Arkansas is supported by a handful of other states that say beards are prohibited or that such decisions are up to prison officials, not judges.


Prison officials go to some length to present Holt as more dangerous than devout. In their brief, they say he once threatened to kidnap President George W. Bush’s daughters and frequently threatens “jihad” against his enemies. He is serving a life sentence for slitting the throat of a former girlfriend and stabbing her in the chest.


Corrections officials say that beards can be hiding places for contraband — razors, for instance, or sim-cards for cellphones. Or that allowing certain prisoners to have beards creates situations where some are seen as “leaders” and others are not. Or that a man with a beard could change his appearance more easily simply by shaving should he escape.


They found a sympathetic federal judge and a panel of the U.S. Court of Appeals for the Eighth Circuit, who in a short opinion said the federal law that protects the religious rights of prisoners still provides deference to prison officials on matters of security.


Still, even the federal magistrate who held a hearing in Holt’s case said, “I look at your particular circumstance and I say, you know, it’s almost preposterous to think that you could hide contraband in your beard.”

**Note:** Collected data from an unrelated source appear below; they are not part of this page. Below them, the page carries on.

PR #1470, opened 2025-01-19
Remove the encrypted payload from AuthCode and RefreshToken

craigp1231:
The Auth Code and Refresh Token information can be stored in the repository and doesn't have to go in the payload. This will reduce auth code and refresh token size, but will require more calls to the repository.

If the user specifies an encryption key, the payload will be attempted to be encrypted or decrypted, else they are returned from the respective repositories.

### DIFF
--- a/src/AuthorizationServer.php
+++ b/src/AuthorizationServer.php
@@ -48,7 +48,7 @@ class AuthorizationServer implements EmitterAwareInterface
 
     protected ResponseTypeInterface $responseType;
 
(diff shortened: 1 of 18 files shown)


Sephster:
Hi @craigp1231 - is it possible to bring this in line with master so I can review? I was also wondering if you could outline why you want this change. Historically, we have deliberately set the library up this was to reduce repository access overhead. I'd be keen to understand why the token size is an issue. Thank you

Holt and his supporters note that Arkansas has never found a case of a prisoner hiding contraband in a beard and that they acknowledge it would be far easier to hide objects in clothes or even the hair on top of a prisoner’s head. Perhaps, they say, being clean-shaven might be more of a risk.


“Respondents cannot issue thousands of razors to prisoners and then claim to fear that part of a razor blade might be smuggled into prison in a half-inch beard,” Laycock wrote.

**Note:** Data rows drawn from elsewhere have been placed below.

PR #1135, opened 2020-08-27
Add token revocation support (RFC 7009)

tomsisk:
This fixes the merge conflicts in #995 by @jacobweber

https://tools.ietf.org/html/rfc7009

PR #1473, opened 2025-02-14
Support token revocation and introspection

### LINKED ISSUE #806: Token Revocation question

### LINKED ISSUE #1350: Access token introspection RFC7662
Is that functional planned to be implemented for future or done already. What different ways are there to separate Authorization server from Resource server. Thanks in advance and sorry if that is wrong place to ask questions like that.

hafezdivandari:
Fixes #806 
Fixes #1350
Closes #1255 
Closes #1135 
Closes #995 
Closes #925 

It's much easier to implement [Token Revocation RFC7009](https://datatracker.ietf.org/doc/html/rfc7009) and [Token Introspection RFC7662](https://datatracker.ietf.org/doc/html/rfc7662) at the same time! These 2 RFCs have most of the logic in common:
* The same HTTP POST request with the same parameters sent as
 "application/x-www-form-urlencoded" data:
  * `token` is required, accepts either an access token or a refresh token.
  * `token_type_hint` is optional to help the server optimize the token lookup. `access_token` or `refresh_token`.
* The same client authentication:
  *  Via `Authorization: Basic {client_credentials}` header
  * Or via `client_id` and `client_secret` parameters.
* The same access/refresh token validation:
  * The token was issued to the client making the request,
  * and is valid/active (has valid signature/encryption, is not expired, and is not revoked).
* The same HTTP status responses:
  * `400`: `invalid_request` the required `token` parameter was not sent.
  * `401`: `invalid_client` the request is not authorized. Client credentials were not sent or invalid.
  * `200`: The token is revoked, expired, doesn't exists, or was not issued to the client making the request:
    * "Token revocation": The response body is empty.
    * "Token Introspection": The JSON response has the `active` field set to `false`. `{ "active": false }`
  * `200`: The token is valid, active, and was issued to the client making the request:
    * "Token revocation": The response body is empty.
    * "Token Introspection": The JSON response has the `active` field set to `true`. `{ "active": true, ... }`

## Implementation
* Fully backward-compatible (No BC breaking changes at all!).
* Fully consistent with the current code style and project structure.
* Uses the existing code within the package without adding any redundancy.
* Fully customizable. Defines interfaces and allow injecting customized instances.
* Fully tested.

## Summary

Class Hierarchy

Summary of file changes in order of appearance.

<details><summary>
New <code>AbstractHandler</code> class
</summary>
<p>

* Extended by `AbstractGrant` and `AbstractTokenHandler` classes.
* `clientRepository`, `accessTokenRepository`, and `refreshTokenRepository` properties have been moved to this class from child `AbstractGrant` class.
* `setClientRepository`, `setAccessTokenRepository`, `setRefreshTokenRepository`, `getClientCredentials`, `parseParam`, `getRequestParameter`, `getBasicAuthCredentials`, `getQueryStringParameter`, `getCookieParameter`, `getServerParameter`, and `validateEncryptedRefreshToken` methods have been moved to this class from child `AbstractGrant` class without any change.
* `validateClient` method from child `AbstractGrant` has been moved to this class with a minor change: The call to `getIdentifier()` is `GrantTypeInterface` specific.
* `getClientEntityOrFail` method from child `AbstractGrant` has been moved to this class. This method is also overridden on child `AbstractGrant`: Call to `supportsGrantType` method is `AbstracGrant` specific.
* New `validateEncryptedRefreshToken` is extracted from `RefreshTokenGrant::validateOldRefreshToken` method.

</p>
</details>

<details><summary>
Change <code>AuthorizationValidators\BearerTokenValidator</code> class
</summary>
<p>

* Now implements new `BearerTokenValidatorInterface` interface.
* Extract the bearer token validation logic from `validateAuthorization` method into a new `validateBearerToken` method.
* The new `validateBearerToken` method also accepts optional `$clientId` argument. If a `$clientId` is provided, it verifies whether the token was issued to the given client.

</p>
</details>

<details><summary>
New <code>AuthorizationValidators\BearerTokenValidatorInterface</code> interface
</summary>
<p>

* Implemented by `BearerTokenValidator` class.
* Defines `validateBearerToken` method.
* Used by `AbstractTokenHandler::setBearerTokenValidator()` method.

</p>
</details>

<details><summary>
Change <code>Exception\OAuthServerException</code> class
</summary>
<p>

* Define new `unsupportedTokenType` method.

</p>
</details>

<details><summary>
Change <code>Grant\AbstractGrant</code> class
</summary>
<p>

* Now extends new `AbstractHandler` class.
* All removed liens are moved to the parent `AbstractHandler` class.
* Overrides `getClientEntityOrFail` method.

</p>
</details>

<details><summary>
Change <code>Grant\RefreshTokenGrant</code> class
</summary>
<p>

* The encrypted refresh token validation logic from `validateOldRefreshToken` method has been extracted into a new parent AbstractHandler::validateEncryptedRefreshToken method.

</p>
</details>

<details><summary>
New <code>Handlers\AbstractTokenHandler</code> class
</summary>
<p>

* Extends new `AbstractHandler` class.
* Implements new `TokenHandlerInterface` interface.
* Defines `setPublicKey` and `setBearerTokenValidator` methods that to allow injecting a customized token validator.
* Defines `validateToken`, `validateAccessToken` and `validateRefreshToken` methods that have been used by `TokenIntrospectionHandler` and `TokenRevocationHandler` classes.

</p>
</details>

<details><summary>
New <code>Handlers\TokenHandlerInterface</code> interface
</summary>
<p>

* Implemented by new `AbstractTokenHandler` class.
* Used by `setTokenRevocationHandler` and `setTokenIntrospectionHandler` methods of the `TokenServer` class.

</p>
</details>

<details><summary>
New <code>Handlers\TokenIntrospectionHandler</code> class
</summary>
<p>

* Extends new `AbstractTokenHandler` class.
* Defines `respondToRequest` method that responds to "Token Introspection RFC7662" request.
* Defines `setResponseType` method that allows injecting a customized response type.

</p>
</details>

<details><summary>
New <code>Handlers\TokenRevocationHandler</code> class
</summary>
<p>

* Extends new `AbstractTokenHandler` class.
* Defines `respondToRequest` method that responds to "Token Revocation RFC7009" request.

</p>
</details>

<details><summary>
New <code>ResponseTypes\IntrospectionResponse</code> class
</summary>
<p>

* Implements new `IntrospectionResponseTypeInterface` interface.
* Defines `generateHttpResponse` method to generate "Token Revocation RFC7009" response.

</p>
</details>

<details><summary>
New <code>ResponseTypes\IntrospectionResponseTypeInterface</code> class
</summary>
<p>

* Implemented by new `IntrospectionResponse` class.
* Used by `TokenIntrospectionHandler::setResponseType` method that allows injecting a customized response type.

</p>
</details>

<details><summary>
New <code>TokenServer</code> class
</summary>
<p>

* Defines `respondToTokenRevocationRequest` and `respondToTokenIntrospectionRequest` methods to respond to the respective request.
* Defines `setTokenRevocationHandler` and `setTokenIntrospectionHandler` methods that allows injecting customized handlers.

</p>
</details>


ezequidias:
@Sephster , as mentioned https://github.com/thephpleague/oauth2-server/issues/1453#issuecomment-2622203040, it would be great to have more maintainers for this repository! @hafezdivandari is an excellent professional with extensive knowledge of OAuth2. Having more people to support the project would certainly help its growth and maintenance! 🚀

src/AuthorizationValidators/BearerTokenValidator.php
```diff
@@ -120,16 +135,20 @@ public function validateAuthorization(ServerRequestInterface $request): ServerRe
...
 
+        // Check if token is linked to the client
+        if (
+            $clientId !== null &&
+            $claims->get('client_id') !== $clientId &&
+            !$token->isPermittedFor($clientId)
+        ) {
+            throw OAuthServerException::accessDenied('Access token is not linked to client');
+        }
+
```
hafezdivandari, line 146: The new `validateJwt` method optionally accepts `$clientId` argument. If a `$clientId` is provided, it verifies whether the token was issued to the given client.

src/AuthorizationValidators/JwtValidatorInterface.php
```diff
@@ -0,0 +1,20 @@
...
+{
+    /**
+     * Parse and validate the given JWT.
+     *
+     * @param non-empty-string      $jwt
+     * @param non-empty-string|null $clientId
+     *
+     * @return array<non-empty-string, mixed>
+     */
+    public function validateJwt(ServerRequestInterface $request, string $jwt, ?string $clientId = null): array;
```
hafezdivandari, line 19: Define new `JwtValidatorInterface` interface that defines `validateJwt` method. This interface is implemented by `BearerTokenValidator` class.

src/Grant/AbstractGrant.php
```diff
@@ -46,36 +42,25 @@
...
 use function is_string;
 use function random_bytes;
-use function substr;
 use function trim;
 
 /**
  * Abstract grant class.
  */
-abstract class AbstractGrant implements GrantTypeInterface
+abstract class AbstractGrant extends AbstractHandler implements GrantTypeInterface
```
hafezdivandari, line 54: Makes `AbstractGrant` class extend the new `AbstractHandler` class.

src/Grant/AbstractGrant.php
```diff
@@ -46,36 +42,25 @@
...
 {
-    use EmitterAwarePolyfill;
-    use CryptTrait;
-
```
hafezdivandari, line 64: To parent `AbstractHandler` class.

src/Grant/AbstractGrant.php
```diff
@@ -46,36 +42,25 @@
...
     protected const SCOPE_DELIMITER_STRING = ' ';
 
     protected const MAX_RANDOM_TOKEN_GENERATION_ATTEMPTS = 10;
 
-    protected ClientRepositoryInterface $clientRepository;
-
-    protected AccessTokenRepositoryInterface $accessTokenRepository;
-
```
hafezdivandari, line 72: To parent `AbstractHandler` class.

src/Grant/AbstractGrant.php
```diff
@@ -46,36 +42,25 @@
...
     protected ScopeRepositoryInterface $scopeRepository;
 
     protected AuthCodeRepositoryInterface $authCodeRepository;
 
-    protected RefreshTokenRepositoryInterface $refreshTokenRepository;
-
```
hafezdivandari, line 78: To parent `AbstractHandler` class.

src/Grant/AbstractGrant.php
```diff
@@ -86,26 +71,11 @@ abstract class AbstractGrant implements GrantTypeInterface
...
-    public function setClientRepository(ClientRepositoryInterface $clientRepository): void
-    {
-        $this->clientRepository = $clientRepository;
-    }
-
-    public function setAccessTokenRepository(AccessTokenRepositoryInterface $accessTokenRepository): void
-    {
-        $this->accessTokenRepository = $accessTokenRepository;
-    }
-
```
hafezdivandari, line 98: To parent `AbstractHandler` class.

src/Grant/AbstractGrant.php
```diff
@@ -86,26 +71,11 @@ abstract class AbstractGrant implements GrantTypeInterface
...
     public function setScopeRepository(ScopeRepositoryInterface $scopeRepository): void
     {
         $this->scopeRepository = $scopeRepository;
     }
 
-    public function setRefreshTokenRepository(RefreshTokenRepositoryInterface $refreshTokenRepository): void
-    {
-        $this->refreshTokenRepository = $refreshTokenRepository;
-    }
-
```
hafezdivandari, line 108: To parent `AbstractHandler` class.

src/Grant/AbstractGrant.php
```diff
@@ -143,51 +113,11 @@ public function revokeRefreshTokens(bool $willRevoke): void
...
-            if ($this->clientRepository->validateClient($clientId, $clientSecret, $this->getIdentifier()) === false) {
-                $this->getEmitter()->emit(new RequestEvent(RequestEvent::CLIENT_AUTHENTICATION_FAILED, $request));
-
-                throw OAuthServerException::invalidClient($request);
-            }
-        }
-
-        return $client;
-    }
```
hafezdivandari, line 169: To parent `AbstractHandler` class.

src/Grant/AbstractGrant.php
```diff
@@ -143,51 +113,11 @@ public function revokeRefreshTokens(bool $willRevoke): void
...
-     * Wrapper around ClientRepository::getClientEntity() that ensures we emit
-     * an event and throw an exception if the repo doesn't return a client
-     * entity.
-     *
-     * This is a bit of defensive coding because the interface contract
-     * doesn't actually enforce non-null returns/exception-on-no-client so
-     * getClientEntity might return null. By contrast, this method will
-     * always either return a ClientEntityInterface or throw.
-     *
-     * @throws OAuthServerException
```
hafezdivandari, line 181: To parent `AbstractHandler` class.

src/Grant/AbstractGrant.php
```diff
@@ -143,51 +113,11 @@ public function revokeRefreshTokens(bool $willRevoke): void
...
+     * {@inheritdoc}
      */
     protected function getClientEntityOrFail(string $clientId, ServerRequestInterface $request): ClientEntityInterface
     {
-        $client = $this->clientRepository->getClientEntity($clientId);
-
-        if ($client instanceof ClientEntityInterface === false) {
-            $this->getEmitter()->emit(new RequestEvent(RequestEvent::CLIENT_AUTHENTICATION_FAILED, $request));
-            throw OAuthServerException::invalidClient($request);
-        }
```
hafezdivandari, line 190: To parent `AbstractHandler` class. Extracted to `parent::getClientEntityOrFail` method.

src/Grant/AbstractGrant.php
```diff
@@ -205,29 +135,6 @@ protected function supportsGrantType(ClientEntityInterface $client, string $gran
...
-
-        if ($clientId === null) {
-            throw OAuthServerException::invalidRequest('client_id');
-        }
-
-        $clientSecret = $this->getRequestParameter('client_secret', $request, $basicAuthPassword);
-
-        return [$clientId, $clientSecret ?? ''];
-    }
-
```
hafezdivandari, line 230: To parent `AbstractHandler` class.

src/Grant/AbstractGrant.php
```diff
@@ -289,123 +196,6 @@ private function convertScopesQueryStringToArray(string $scopes): array
...
-        if ($value === '') {
-            $value = $default === null ? null : trim($default);
-
-            if ($value === '') {
-                $value = null;
-            }
-        }
-
-        return $value;
-    }
```
hafezdivandari, line 320: To parent `AbstractHandler` class.

src/Grant/AbstractGrant.php
```diff
@@ -289,123 +196,6 @@ private function convertScopesQueryStringToArray(string $scopes): array
...
-     * Retrieve request parameter.
-     *
-     * @return non-empty-string|null
-     *
-     * @throws OAuthServerException
-     */
-    protected function getRequestParameter(string $parameter, ServerRequestInterface $request, ?string $default = null): ?string
-    {
-        return self::parseParam($parameter, (array) $request->getParsedBody(), $default);
-    }
```
hafezdivandari, line 332: To parent `AbstractHandler` class.

src/Grant/AbstractGrant.php
```diff
@@ -289,123 +196,6 @@ private function convertScopesQueryStringToArray(string $scopes): array
...
-        }
-
-        [$username, $password] = explode(':', $decoded, 2);
-
-        if ($username === '') {
-            return [null, null];
-        }
-
-        return [$username, $password];
-    }
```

He also said it was not enough, as lower courts indicated, that prison officials accommodate some of Holt’s religious requirements, such as providing him a pork-free diet and allowing him to order religious materials.

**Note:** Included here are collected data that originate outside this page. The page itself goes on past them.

PR #156, opened 2016-04-22
not-ssl websockets will be now served correctly and wont be MITMable

bennyscetbun:
Hi,
We had a problem with http websockets :)
we've made some code to take care of it :)

I hope, you will be ok with it :)


elazarl:
Hi,

Sorry for the late response.

I need to think what is the best way to support websockets.

How does fiddler do it?

bennyscetbun:
Hi Elazarl. I do not know about fiddler.
What i know is that mitmproxy is not able to do websocket at all and that s why we ve been looking at your code. :)
Strangely your code should be able to manage HTTPS websockets :).

elazarl:
but do you know the design decision behind it?

I'd rather find out potential problems with the implementation before
merging it.

bennyscetbun:
Sorry Elazarl, i really dont know what design decision was behind it.
My pull request is a quick fix to enable HTTP Websocket.

Why i have done that is because you remove some http headers that are needed for websockets and you do the roundtrip yourself (which, if i ve understood right, doesnt let the tcp connection between the author and the target opened).

I didnt wanted to change a lot of your code but from a design perspective i would have not done it this way.
I would have done Hijack connection for both HTTP and HTTPS. (right now it s only https :( )
Hijacking connection for HTTP would have let anyone to do their own websocket handler with your library :)

Does it help you ?

bennyscetbun:
Any news ? :)

MeGaPk:
+1, what about that merge or implement same functional?

elazarl:
I really want to support websockets, but I'm a bit worried from the given implementation. I'll try to look into it.

bennyscetbun:
Yep Elazarl. This was a quick fix. you may want to recode it your way.
But for info we are using this code since april. With it we are able to test our app on preprod or locally. Everything is fine :)

MeGaPk:
@elazarl this implementation work with socket.io java version, already tested.

@bennyscetbun need implement onRequest too, for change host, for example.

bennyscetbun:
Hi all, i havent tested his work yet but #187 seems a better work than my small quick dirty fix :)
You should look at it @MeGaPk

elazarl:
@bennyscetbun if you want to tidy this PR, I'll be happy to merge it. Unfortunately I do not have time to do this myself...

PR #161, opened 2016-05-17
Improve copyAndClose implementation for https connections

ap4y:
- Use half-close methods during copy
- Wait for the copy to be finished by waiting on a channel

“Presumably, this would work in reverse: if they let him grow his beard, maybe they could feed him pork every day,” Laycock wrote.


Laycock said the federal law at issue, the Religious Land Use and Institutionalized Persons Act of 2000, was passed expressly to protect religious practice from the whims of state and local officials.


It says that a substantial burden on a prisoner’s exercise of religion can be justified only if it is the least restrictive means to further a compelling government interest. That is essentially the same test that the court ruled the contraceptive mandate failed under a related law, the Religious Freedom Restoration Act.


Americans United for the Separation of Church and State is one of the groups supporting Holt that was on opposite sides of conservative legal groups in the legislative prayer and contraceptive mandate cases.


Gregory Lipper, an attorney for the organization, said the difference is that the previous cases would affect third parties, such as those who don’t want to hear prayers at municipal meetings or employees who want access to all forms of birth control.


Holt’s request for a beard imposes no burden on any other inmate or anyone else, Lipper said. His group urges the court to make sure that when government accommodates the needs of an individual’s religious beliefs, it does so in a way “conditioned on the equal rights of others.”


Lipper said he thinks it is a “relatively simple case.” What is more surprising than his organization’s support for Holt, he said, is the silence of some groups that were active in last term’s cases. He suggested they were more vocal about the rights of Christians than religious minorities.


Holt v. Hobbs will be argued on Oct. 7.